Ela realmente estava caminhando? Ou ela estava correndo? As paredes e as pinturas penduradas nelas pareciam familiares para ela, mas mesmo assim, ela não conseguia apontar exatamente onde estava.

Ela sabia que essas pinturas eram familiares, mas por algum motivo, havia apenas uma pintura que ela realmente conseguia ver entre todas. Entre centenas de pinturas, apenas uma estava cristalina.

“Eliana,” Ela ouviu uma voz masculina trêmula e o pé dela perdeu o equilíbrio, fazendo com que ela caísse no chão.

Algo a estava seguindo.

Ela estava correndo de alguma coisa. Ou ela estava correndo em direção a algo?

Tudo estava confuso. Era como um labirinto, um labirinto de suas próprias emoções.

Ela engoliu em seco, olhando para as estranhas sombras escuras se formando no teto. Elas se pareciam com aquelas criaturas noturnas que nunca saíam de suas sombras e só assombravam os outros com sua presença, estendendo suas mãos em direção à ela como se quisessem sugá-la para algum tipo de inferno.

Algo estava rastejando em direção a ela, ou será que ela estava perdendo algo da mão?
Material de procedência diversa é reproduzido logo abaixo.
PR #10103, opened 2025-06-27
fix: correctly parse x_extra_http_headers setting from env variable

dmitryduev:
Description
-----------
Fixes WB-25638.

I must have missed it when re-implementing Settings with `pydantic` in 0.19.0.

Testing
-------
Added a unit test.

### DIFF
--- a/wandb/sdk/wandb_settings.py
+++ b/wandb/sdk/wandb_settings.py
@@ -924,6 +924,13 @@ class Settings(BaseModel, validate_assignment=True):
             return str(value)
         return value
 
+    @field_validator("x_extra_http_headers", mode="before")
+    @classmethod
+    def validate_x_extra_http_headers(cls, value):
+        if isinstance(value, str):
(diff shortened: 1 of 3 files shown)


wandb/sdk/wandb_settings.py
```diff
@@ -924,6 +924,13 @@ def validate_x_executable(cls, value):
             return str(value)
         return value
 
+    @field_validator("x_extra_http_headers", mode="before")
+    @classmethod
+    def validate_x_extra_http_headers(cls, value):
+        if isinstance(value, str):
+            return json.loads(value)
```
kptkin, line 931: do you want to raise the default exception here?

kptkin: (i mean if it fails the json de-ser)

dmitryduev: it throws a pretty descriptive ValueError:
image

PR #10120, opened 2025-07-03
chore: add telemetry to sentry when api commands are called.

jacobromero:
Description
-----------

This PR adds a function decorator for handling capturing the invocation of functions by sending messages to sentry.
this specifically allows us to capture usage metrics of functions in the API, which are not tied to any specific run.

Testing
-------
How was this PR tested?
- test script
```python
import wandb

api = wandb.Api()

api.create_run(
    entity="jacob-romero",
    project="test-api-create-run",
)
```

running with error reporting enable to enable sentry calls
and verified messages were sent to sentry.


wandb/analytics/sentry.py
```diff
@@ -31,6 +31,20 @@
 SessionStatus = Literal["ok", "exited", "crashed", "abnormal"]
 
 
+def capture_usage_in_sentry(func: Callable) -> Callable:
```
timoffex: If you don't specify the generic arguments to `Callable`, you break typechecking on the decorated function: try hovering over the `Run.create` call in `wandb/apis/public/api.py::Api::create_run` with and without this decorator.

You'll need to use a `ParamSpec` as in `wandb/sdk/wandb_run.py` (see for instance `_log_to_run`).

wandb/apis/public/api.py
```diff
@@ -328,6 +328,24 @@ def __init__(
...
         )
         self._client = RetryingClient(self._base_client)
+        self._configure_sentry()
+
+    def _configure_sentry(self) -> None:
+        try:
+            viewer = self.viewer
+        except Exception:
+            # we need the viewer to configure the entity, and user email
+            return
```
timoffex: What kind of exceptions do we expect? Can we catch a more specific one?

wandb/apis/public/api.py
```diff
@@ -328,6 +328,24 @@ def __init__(
...
+
+        email = viewer.email if viewer else None
+        entity = self.default_entity
+
+        wandb._sentry.configure_scope(
+            tags={
+                "entity": entity,
+                "email": email,
+            },
+        )
```
timoffex: It looks like this is changing global state, but it's called from a class initializer---meaning each new Api instance reconfigures Sentry. That seems problematic to me.

jacobromero: thats a good point, I missed that. 
I changed this to instead initialize a sentry client local to the API instance.

wandb/apis/public/api.py
```diff
@@ -337,6 +337,25 @@ def __init__(
             )
         )
         self._client = RetryingClient(self._base_client)
+        self._sentry = wandb.analytics.sentry.Sentry()
+        self._configure_sentry()
+
+    def _configure_sentry(self) -> None:
+        try:
+            viewer = self.viewer
+        except AttributeError:
```
timoffex: I don't see how this can happen

timoffex (dismissed):

wandb/apis/public/api.py
jacobromero: Oops sorry forgot to comment in the other comment. But if the `viewer` property is actually doing some logic [here](https://github.com/wandb/wandb/blob/main/wandb/apis/public/api.py#L742-L749).

In the event that the user provided API key is not valid then `self._viewer` is none, and `self._viewer.entity` throws an `AttributeError`

timoffex: I still don't see it: the access to `self._viewer.entity` happens after the assignment to `self._viewer`, so how can `self._viewer` be None?

jacobromero: Sorry my explanation wasnt actually right. `self._viewer` itself isnt none, but instead `None` gets passed to the created `User` object.
When `self._viewer.entity` is accessed it goes through the `__getattr__` function [here](https://github.com/wandb/wandb/blob/main/wandb/apis/attrs.py#L41).

But since attrs is None, the attribute error comes from this [line](https://github.com/wandb/wandb/blob/23d14aa6f40666c4509b17aaeea719d0cfbf0b26/wandb/apis/attrs.py#L45)

jacobromero: Also missed that a request excpetion ca

timoffex: Oh wow, weird. These exceptions seem like implementation details since they're not in the docstring, especially `AttributeError` since it's not clear how it can happen even in the `viewer` implementation. The signature and docstring of `viewer` are written as if it cannot fail.

Should it document the exceptions that it can throw? If so, it definitely shouldn't propagate the AttributeError as is. Or should it document preconditions that can be checked (like is there another way of checking if the API key is valid?)

jacobromero: > like is there another way of checking if the API key is valid?

Yes actually, I have another PR to check the API and give an explicit error if the API Key is not valid.
https://github.com/wandb/wandb/pull/10099

> Should it document the exceptions that it can throw?

I agree, this should be better documented, I can make that change here at least for that.

wandb/apis/public/api.py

Era uma sensação estranha subindo pela pele dela, mas, ao mesmo tempo, arrepios desciam pela espinha dela.

Ou será que tudo era uma ilusão dela?

“Eliana,” Ela ouviu novamente, e ela olhou freneticamente em volta, levantando-se do lugar, quase perdendo o equilíbrio outra vez e machucando os joelhos no processo.

Não. Ela não deveria parar.

Havia uma voz gritando dentro da cabeça dela, dizendo que se ela parasse, ela poderia muito bem já estar tão boa quanto morta.

Os mortos a estavam seguindo, o pavor a invadia. Era como… l’appel du vide (o chamado do vazio).

Eliana tentou pedir ajuda. Mas não importava o quanto ela tentasse, era quase como se a mente dela estivesse em branco, e nenhum nome ou rosto aparecia em sua mente. Quem ela deveria chamar por ajuda?

‘Existe alguém que você realmente pode pedir? Você é uma vagabunda abandonada e não amada,’
Eliana ouviu outra voz na cabeça dela que quase soava familiar para os poderes dela, fazendo com que ela caísse no chão.

Ela rastejou para trás, longe de seja lá o que fosse que a estava perseguindo.

“Salve-me, filha,” Eliana ouviu a voz dolorosa de um homem novamente antes de alguém segurar o pé dela e puxá-la de volta para a escuridão do abismo sem fim.

“Aaaaaaaaa! Aaaaaaa!” Eliana gritou, abrindo os olhos com um solavanco conforme ela se sentou ereta, ofegante.

“Você está bem, Princesa? Foi só um pesadelo. Está tudo bem. Você está segura aqui,” Senhorita Zoya, que estava tentando chamá-la e acordá-la para que comesse alguma coisa, quase caiu de costas no próprio traseiro com o súbito grito assustado da humana à sua frente.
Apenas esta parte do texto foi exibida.